++++ LISTED ENTRIES ++++

PR #14955, opened 2021-05-13
HPCC-25744 Prometheus metrics sink

rpastrana:

## Type of change:

## Checklist:
  - [ ] The commit is signed.
  - [ ] Scalability
  - [ ] Performance
  - [ ] Security
  - [ ] Thread-safety
  - [ ] Cloud-compatibility
  - [ ] Premature optimization

## Smoketest:

### DIFF
--- a/system/metrics/sinks/prometheus/CMakeLists.txt
+++ b/system/metrics/sinks/prometheus/CMakeLists.txt
@@ -1,4 +1,4 @@
-###############################################################################
+################################################################################
 #    HPCC SYSTEMS software Copyright (C) 2021 HPCC Systems®.
 #
 #    Licensed under the Apache License, Version 2.0 (the "License");
@@ -14,6 +14,26 @@
 #    limitations under the License.
 ################################################################################
 
-HPCC_ADD_SUBDIRECTORY (file)
-HPCC_ADD_SUBDIRECTORY (log)
-HPCC_ADD_SUBDIRECTORY (prometheus)
+project(hpccmetrics_prometheus)
+
+set ( srcs
+      prometheusSink.cpp
+    )
+
+set ( INCLUDES
+      ${HPCC_SOURCE_DIR}/system/httplib/httplib.h
+    )
+
+include_directories(
+        ${HPCC_SOURCE_DIR}/system/include
+        ${HPCC_SOURCE_DIR}/system/jlib
+        ${HPCC_SOURCE_DIR}/system/httplib
+)
+
+ADD_DEFINITIONS(  -DPROMETHEUSSINK_EXPORTS )
+HPCC_ADD_LIBRARY( hpccmetrics_prometheussink SHARED ${srcs} )
+TARGET_LINK_LIBRARIES( hpccmetrics_prometheussink
+                       jlib
+                     )
+
+INSTALL ( TARGETS hpccmetrics_prometheussink RUNTIME DESTINATION ${EXEC_DIR} LIBRARY DESTINATION ${LIB_DIR} )
--- a/system/metrics/sinks/prometheus/prometheusSink.cpp
+++ b/system/metrics/sinks/prometheus/prometheusSink.cpp
@@ -1,0 +1,148 @@
+/*################################################################################
+#    HPCC SYSTEMS software Copyright (C) 2021 HPCC Systems®.
+#
+#    Licensed under the Apache License, Version 2.0 (the "License");
+#    you may not use this file except in compliance with the License.
+#    You may obtain a copy of the License at
+#
+#       http://www.apache.org/licenses/LICENSE-2.0
+#
+#    Unless required by applicable law or agreed to in writing, software
+#    distributed under the License is distributed on an "AS IS" BASIS,
+#    WITHOUT WARRANTIES OR CONDITIONS OF ANY KIND, either express or implied.
+#    See the License for the specific language governing permissions and
+#    limitations under the License.
+################################################################################
+*/
+
+#include "jlog.hpp"
+#include "prometheusSink.hpp"
+
+using namespace hpccMetrics;
+
+extern "C" MetricSink* getSinkInstance(const char *name, const IPropertyTree *pSettingsTree)
+{
+    return new PrometheusMetricSink(name, pSettingsTree);
+}
+
+PrometheusMetricSink::PrometheusMetricSink(const char *name, const IPropertyTree *pSettingsTree) :
+    MetricSink(name, PROMETHEUS_REPORTER_TYPE)
+{
+    m_metricsReporter = nullptr;
+    m_metricsSinkName = name;
+    m_processing = false;
+    m_port = DEFAULT_PROMETHEUS_METRICS_SERVICE_PORT;
+    m_verbose = false;
+
+    if (pSettingsTree)
+    {
+        m_verbose = pSettingsTree->getPropBool("@verbose", false);
+        m_port = pSettingsTree->getPropInt("@port", DEFAULT_PROMETHEUS_METRICS_SERVICE_PORT);
+
+        pSettingsTree->getProp("@serviceName", m_metricsServiceName);
+
+        if (m_metricsServiceName.isEmpty())
+            m_metricsServiceName = DEFAULT_PROMETHEUS_METRICS_SERVICE_NAME;
+        else
+            if (m_metricsServiceName.charAt(0) != '/')
+                m_metricsServiceName.insert(0, '/');
+
+
+        m_server.set_error_handler([](const Request& req, Response& res)
+        {
+            StringBuffer msg(detail::status_message(res.status));
+            if (res.status == 500)
+            {
+                if (res.has_header(HTTPLIB_ERROR_MESSAGE_HEADER_NAME))
+                    msg.append(" - ").append(res.get_header_value(HTTPLIB_ERROR_MESSAGE_HEADER_NAME).c_str());
+                else
+                    msg.append(" - ").append("encountered unknown error!");
+
+                LOG(MCinternalError, "PrometheusMetricsService: %s", msg.str());
+            }
+
+            VStringBuffer respmessage(PROMETHEUS_METRICS_HTTP_ERROR, msg.str(), req.path.c_str(), res.status);
+            res.set_content(respmessage.str(), PROMETHEUS_METRICS_SERVICE_RESP_TYPE);
+
+            LOG(MCuserInfo, "TxSummary[status=%d;user=@%s:%d;contLen=%ld;req=%s;]\n", res.status, req.remote_addr.c_str(), req.remote_port, req.content_length, req.method.c_str());
+        });
+
+        m_server.Get(m_metricsServiceName.str(), [&](const Request& req, Response& res)
+        {
+            StringBuffer payload;
+            if (!m_metricsReporter)
+                throw std::runtime_error("NULL MetricsReporter detected!");
+            else
+                toPrometheusMetrics(m_metricsReporter->queryMetricsForReport(std::string(m_metricsSinkName.str())), payload, m_verbose);
+
+            res.set_content(payload.str(), PROMETHEUS_METRICS_SERVICE_RESP_TYPE);
+            LOG(MCuserInfo, "TxSummary[status=%d;user=@%s:%d;contLen=%ld;req=GET;]\n",res.status, req.remote_addr.c_str(), req.remote_port, req.content_length);
+        });
+    }
+}
+
+const char * PrometheusMetricSink::mapHPCCMetricTypeToPrometheusStr(MetricType type)
+{
+    switch (type)
+    {
+    case hpccMetrics::METRICS_COUNTER:
+        return "counter";
+    case hpccMetrics::METRICS_GAUGE:
+        return "gauge";
+    default:
+        LOG(MCdebugInfo, "Encountered unknown metric - cannot map to Prometheus metric!");
+        return nullptr;
+    }
+}
+
+void PrometheusMetricSink::toPrometheusMetrics(std::vector<std::shared_ptr<IMetric>> reportMetrics, StringBuffer & out, bool verbose)
+{
+    /*
+     * [# HELP <metric name> <metric summary>\n]
+     * [# TYPE <metric name> <metric type, if missing, metric is un-typed>\n]
+     * <metric name> [{<label name>=<label value>, ...}] <metric value>\n
+     *
+     * where metric name := [a-zA-Z_:][a-zA-Z0-9_:]*
+     */
+
+    for (auto &pMetric: reportMetrics)
+    {
+        const std::string & name = pMetric->queryName();
+        if (verbose)
+        {
+            if (!pMetric->queryDescription().empty())
+                out.append("# HELP ").append(name.c_str()).append(" ").append(pMetric->queryDescription().c_str()).append("\n");
+
+            MetricType type = pMetric->queryMetricType();
+            const char * promtype = mapHPCCMetricTypeToPrometheusStr(type);
+            if (promtype)
+                out.append("# TYPE ").append(name.c_str()).append(" ").append(promtype).append("\n");
+        }
+
+        out.append(name.c_str()).append(" ").append(pMetric->queryValue()).append("\n");
+    }
+}
+
+void PrometheusMetricSink::startCollection(MetricsReporter *_pReporter)
+{
+    if (!_pReporter)
+        throw MakeStringException(-1, "PrometheusMetricsService: NULL MetricsReporter detected!");
+
+    m_metricsReporter = _pReporter;
+
+    m_collectThread = std::thread(collectionThread, this);
+    m_processing = true;
+}
+
+void PrometheusMetricSink::stopCollection()
+{
+    m_processing = false;
+    m_server.stop();
+    m_collectThread.join();
+}
+
+void PrometheusMetricSink::startServer()
+{
+    LOG(MCoperatorProgress, "PrometheusMetricsService started:  port: '%i' uri: '%s' sinkname: '%s'\n", m_port, m_metricsServiceName.str(), m_metricsSinkName.str());
+    m_server.listen("localhost", m_port);
+}
--- a/system/metrics/sinks/prometheus/prometheusSink.hpp
+++ b/system/metrics/sinks/prometheus/prometheusSink.hpp
@@ -1,0 +1,102 @@
+/*################################################################################
+#    HPCC SYSTEMS software Copyright (C) 2021 HPCC Systems®.
+#
+#    Licensed under the Apache License, Version 2.0 (the "License");
+#    you may not use this file except in compliance with the License.
+#    You may obtain a copy of the License at
+#
+#       http://www.apache.org/licenses/LICENSE-2.0
+#
+#    Unless required by applicable law or agreed to in writing, software
+#    distributed under the License is distributed on an "AS IS" BASIS,
+#    WITHOUT WARRANTIES OR CONDITIONS OF ANY KIND, either express or implied.
+#    See the License for the specific language governing permissions and
+#    limitations under the License.
+################################################################################
+*/
+
+
+#pragma once
+
+#include "jmetrics.hpp"
+#include "jptree.hpp"
+#include "jstring.hpp"
+#include <thread>
+
+//including cpp-httplib single header file REST client
+//  doesn't work with format-nonliteral as an error
+//
+#if defined(__clang__) || defined(__GNUC__)
+#pragma GCC diagnostic push
+#pragma GCC diagnostic ignored "-Wformat-nonliteral"
+#endif
+
+#undef INVALID_SOCKET
+#include "httplib.h"
+
+#if defined(__clang__) || defined(__GNUC__)
+#pragma GCC diagnostic pop
+#endif
+
+#ifdef _USE_OPENSSL
+#include <openssl/x509v3.h>
+#endif
+
+using namespace hpccMetrics;
+using namespace httplib;
+
+#ifdef PROMETHEUSSINK_EXPORTS
+#define PROMETHEUSSINK_API DECL_EXPORT
+#else
+#define PROMETHEUSSINK_API DECL_IMPORT
+#endif
+
+class PROMETHEUSSINK_API PrometheusMetricSink : public MetricSink
+{
+public:
+    explicit PrometheusMetricSink(const char *name, const IPropertyTree *pSettingsTree);
+    ~PrometheusMetricSink() override = default;
+    void startServer();
+private:
+    std::thread       m_collectThread;
+    MetricsReporter * m_metricsReporter;
+    StringBuffer      m_metricsSinkName;
+
+    std::atomic<bool>               m_processing{false};
+    int                             m_port;
+    StringBuffer                    m_metricsServiceName;
+    bool                            m_verbose;
+
+    static constexpr const char * PROMETHEUS_REPORTER_TYPE = "prometheus";
+    static constexpr const char * PROMETHEUS_METRICS_HTTP_PAGE_TITLE = "HPCC Systems - Prometheus Metrics Service";
+    static constexpr const char * PROMETHEUS_METRICS_SERVICE_RESP_TYPE = "text/html; charset=UTF-8";
+    static constexpr int          DEFAULT_PROMETHEUS_METRICS_SERVICE_PORT = 8767;
+    static constexpr const char * DEFAULT_PROMETHEUS_METRICS_SERVICE_NAME = "/metrics";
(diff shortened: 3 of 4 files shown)


rpastrana:
@kenrowland take a look at a high level

system/metrics/sinks/prometheus/prometheusReporterService.cpp
```diff
@@ -0,0 +1,354 @@
...
+void PrometheusReporterService::toPrometheusMetric(std::vector<std::shared_ptr<IMetric>> reportMetrics, StringBuffer & out)
+{
+    for (auto &pMetric: reportMetrics)
+    {
+        std::string name = pMetric->queryName();
+        if (!pMetric->queryDescription().empty())
+            out.append("# HELP ").append(name.c_str()).append(" ").append(pMetric->queryDescription().c_str()).append("\n");
+
+        MetricType type = pMetric->queryMetricType();
+        if (mapMockMetricTypeToPrometheusStr(type))
```
kenrowland, line 224: Appears you do the conversion of the type twice. What if the conversion routine just returned something like "custom" and you reported the value as such. That way you'd always report all values. Not sure makes sense.

system/metrics/sinks/prometheus/prometheusReporterService.cpp
```diff
@@ -0,0 +1,354 @@
...
+            out.append("# TYPE ").append(name.c_str()).append(" ").append(mapMockMetricTypeToPrometheusStr(type)).append("\n");
+
+        out.append(name.c_str()).append(" ").append(std::to_string(pMetric->queryValue()).c_str()).append("\n");
+
+        LOG(MCmetrics, "name=%s,value=%" I64F "d", pMetric->queryName().c_str(), pMetric->queryValue());
```
kenrowland, line 229: Not sure if logging is appropriate or not. I feel that if you want metrics output in the log as well that you would load the log sink in addition to the prometheus sink.

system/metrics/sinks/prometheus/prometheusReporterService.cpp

++++

## WHAT YOU HAVE TO DO
When a line of the entries above contains the word "Systems", include it in a tally, then give that tally alone.

## RESULT FOR THIS EXERCISE
4